Again there has been relatively close ones lately and one (although not big) hit in the Sudan, you may have read about.

And time may be the only dimension, or how are you going to go out into SpaceTime anytime in the future?

Keep looking up.
 
Again there has been relatively close ones lately

The 'closeness' is somewhat deceptive. For example, one might consider 10 times the radius of the Earth, or 40,000 miles, to be 'close. However, using the area formula PI*(R^2).....the circular area in that space is actually 314 times that of the earth.

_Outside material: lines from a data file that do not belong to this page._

PR #2726, opened 2025-10-31
Fix some GTK4 deprecation warning

laeubi:
- Replace gtk_widget_get_allocation with gtk_widget_compute_bounds (with GTK4 version check)
- Replace gtk_css_provider_load_from_data with gtk_css_provider_load_from_string
- Replace gtk_widget_translate_coordinates with gtk_widget_compute_point

These changes reduce GTK4 deprecation warnings from 159 to 156.

---------


bundles/org.eclipse.swt/Eclipse SWT PI/gtk/library/gtk4.c
jonahgraham, line 13: @laeubi these files are auto generated from GTK4.java and OS.java respectively, so the changes should be made at the Java level for this.

jonahgraham:
PS If the problem really needs to be solved in the C code, then it needs to be added to os_custom.c and in OS.java set:

```
	/** @method flags=no_gen
	 * @category custom
	 */
```

laeubi:
@jonahgraham thanks for the pointer I'll take a look to find out what would be the proper way here.

akurtakov:
Closing this one as it manually changes two files that should be auto generated and does so wrong e.g. binding for gtk_css_provider_load_from_data calling gtk_css_provider_load_from_string

akurtakov:
Tip: gtk_css_provider_load_from_string/bytes has a since 4.12 while SWT still supports 4.0 (or at least claims to do so).

PR #2727, opened 2025-10-31
Removed layout calls in handleDPIChange methods

amartya4256:
This PR removes layout calls in handleDPIChange methods of different widgets since Shell:layout called at the end of DPIChange event triggers layout for all the children in order hence these layouts are not needed.

### DIFF
--- a/bundles/org.eclipse.swt/Eclipse SWT/win32/org/eclipse/swt/widgets/CoolBar.java
+++ b/bundles/org.eclipse.swt/Eclipse SWT/win32/org/eclipse/swt/widgets/CoolBar.java
@@ -1242,6 +1242,5 @@ void handleDPIChange(Event event, float scalingFactor) {
 		}
 	}
 	setItemLayoutInPixels(itemOrder, indices, scaledSizes);
-	updateLayout(true);
 }
 }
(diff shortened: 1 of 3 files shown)


HeikoKlare (changes requested):
This does not work for me. After simply moving from 150% monitor to 100% monitor, the toolbar looks like this for me:
image

So seems like the layout calls for CoolBar/ToolBar are somehow necessary.

amartya4256:
> So seems like the layout calls for CoolBar/ToolBar are somehow necessary.

apparently, the layout call in toolBar in case of when used with ImageBasedFrame does nothing since there's no layout set. The only thing which causes the problem is the wHint and hHint not being reset. Hence, we need to clear the cached wHint and hHint.

This is how it works:
1. handleDpiChange resets the cached wHint and hHint.
2. Calculated again using computeSize by parent or pack.

ImageBasedFrame calls pack. In a normal case where widgets have layout, this is calculated again using computeSize in layout.layout.

laeubi:
>  In a normal case where widgets have layout, this is calculated again using computeSize in layout.layout.

As mentioned earlier having a layout is not mandatory (even though often the case) and some widgets even say setting a layout on them is not useful. So if no layout is set I would assume that SWT needs to update the location/size itself.

amartya4256:
> As mentioned earlier having a layout is not mandatory (even though often the case) and some widgets even say setting a layout on them is not useful. So if no layout is set I would assume that SWT needs to update the location/size itself.

Agreed. It is just an example for what happens in a few cases. I have added a fix.

HeikoKlare (approved):
Change is reasonable, including the cache clearing in `ToolBar`. I first wondered if it would be better to adapt the early return in `computeSizeInPixels()` (which is the consumer of the cached values) to check the cheched values against `SWT.DEFAULT` and in that case recompute, but when I take a look at the calculations is seems like for the same zoom the calculation will always yield the same result, so early return on `SWT.DEFAULT` is fine.

I tested with an SDK and the individual controls with the `ControlExample` and did not find any issues.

So even an asteroid that passes within 40,000 miles of Earth actually only has about a 1 in 300 chance of hitting Earth.

I've heard asteroids as far away as the Moon being described as 'close'.....but there the odds increase to 1 in 11,000. Space is a big place.
 
Time is relative and there is a mental component to time where perception of time can be altered by the mind:

http://www.churchtimes.co.uk/content.asp?id=14992

quote:

"
Time does go slow

DOES time always march with an inexorable, steady beat? We have all experienced occasions when time appears, if not exactly to stand still, to be excruciatingly elongated: during sermons by particular preachers, or in General Synod.

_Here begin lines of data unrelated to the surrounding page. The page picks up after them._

PR #2729, opened 2025-11-03
[Win32] Adapt further places to round up when computing control size

HeikoKlare:
Several places in the computations of preferred sizes of controls used commercial rounding instead of rounding up in pixel/point calculations. This change further adapts additional places to ensure that the calculated size will be large enough and and subsequent point-to-pixel calculation when setting the bounds according the computations does not lead to smaller results.

This is a follow up to:
- https://github.com/eclipse-platform/eclipse.platform.swt/pull/2717

I did not find any visual differences yet, so consider this a unification/cleanup to ensure that every conversion involved in `computeSize()` calculations rounds up.

### DIFF
--- a/bundles/org.eclipse.swt/Eclipse SWT/win32/org/eclipse/swt/widgets/CoolItem.java
+++ b/bundles/org.eclipse.swt/Eclipse SWT/win32/org/eclipse/swt/widgets/CoolItem.java
@@ -186,16 +186,16 @@ protected void checkSubclass () {
 public Point computeSize (int wHint, int hHint) {
 	checkWidget ();
 	int zoom = getZoom();
-	wHint = (wHint != SWT.DEFAULT ? DPIUtil.pointToPixel(wHint, zoom) : wHint);
-	hHint = (hHint != SWT.DEFAULT ? DPIUtil.pointToPixel(hHint, zoom) : hHint);
-	return Win32DPIUtils.pixelToPointAsConservativeSize(computeSizeInPixels(wHint, hHint), zoom);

Science might now support the phenomenon, we learned in Time, the first episode of a big-name documentary series presented engagingly by Dr Michio Kaku (BBC4, Sunday), a co-founder of String Field Theory in modern physics.

The passing of time is more than an industrial construct, a ploy by capitalist bosses to squeeze the last ounce out of a downtrodden proletariat by means of clocking-on, and time-and-motion stopwatches. Deep within our brains we all have a mechanism that fires cells in a pattern of beats which synchronises our bodies, a biological mechanism that we apparently share with every other terrestrial life-form.

But this steady rhythm can be altered: the production of adrenalin in moments of acute stress slows down our body time so that the perception of, say, a serious accident as happening in slow motion is in fact exactly what happens.
"
 
Science might now support the phenomenon, we learned in Time, the first episode of a big-name documentary series presented engagingly by Dr Michio Kaku (BBC4, Sunday), a co-founder of String Field Theory in modern physics.

This is one of the problems with sourcing an argument by using pop-sci culture. Michio Kaku is not one of the founders, co-founders or anything else founding-wise of String Theory. String theory came about in 1968 through the work of Gabriele Veneziano, Leonard Susskind and a few other physicists. In 1968 Dr. Kaku was still an undergrad at Harvard.

Dr. Kaku is a brilliant physicist and teacher but he has actually only published five papers in academic journals - all between 1992 and 1999, 25 to 30 years after string theory was first introduced.